» Problem description: In the response, the entries must appear exactly as supplied.

(Records excerpted from a collection)
^^^^^^^^

PR #5050, opened 2025-01-18
KEP-4247: correct the milestone at kep.yaml

sanposhiho:
- One-line PR description: Change the beta milestone to v1.32

- Issue link: https://github.com/kubernetes/enhancements/issues/4247

- Other comments: So, the context is that we once graduate it as beta at v1.28, but we soon reverted it because we found a memory leak bug. v1.32 fixes the bug, and we tried again to graduate it to beta. So, I believe we should note the graduation of beta was v1.32.


Huang-Wei (commented):
/lgtm
/approve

^^^^^^^^

» Solved exercise:
PR #5050, opened 2025-01-18
KEP-4247: correct the milestone at kep.yaml

sanposhiho:
- One-line PR description: Change the beta milestone to v1.32

- Issue link: https://github.com/kubernetes/enhancements/issues/4247

- Other comments: So, the context is that we once graduate it as beta at v1.28, but we soon reverted it because we found a memory leak bug. v1.32 fixes the bug, and we tried again to graduate it to beta. So, I believe we should note the graduation of beta was v1.32.


Huang-Wei (commented):
/lgtm
/approve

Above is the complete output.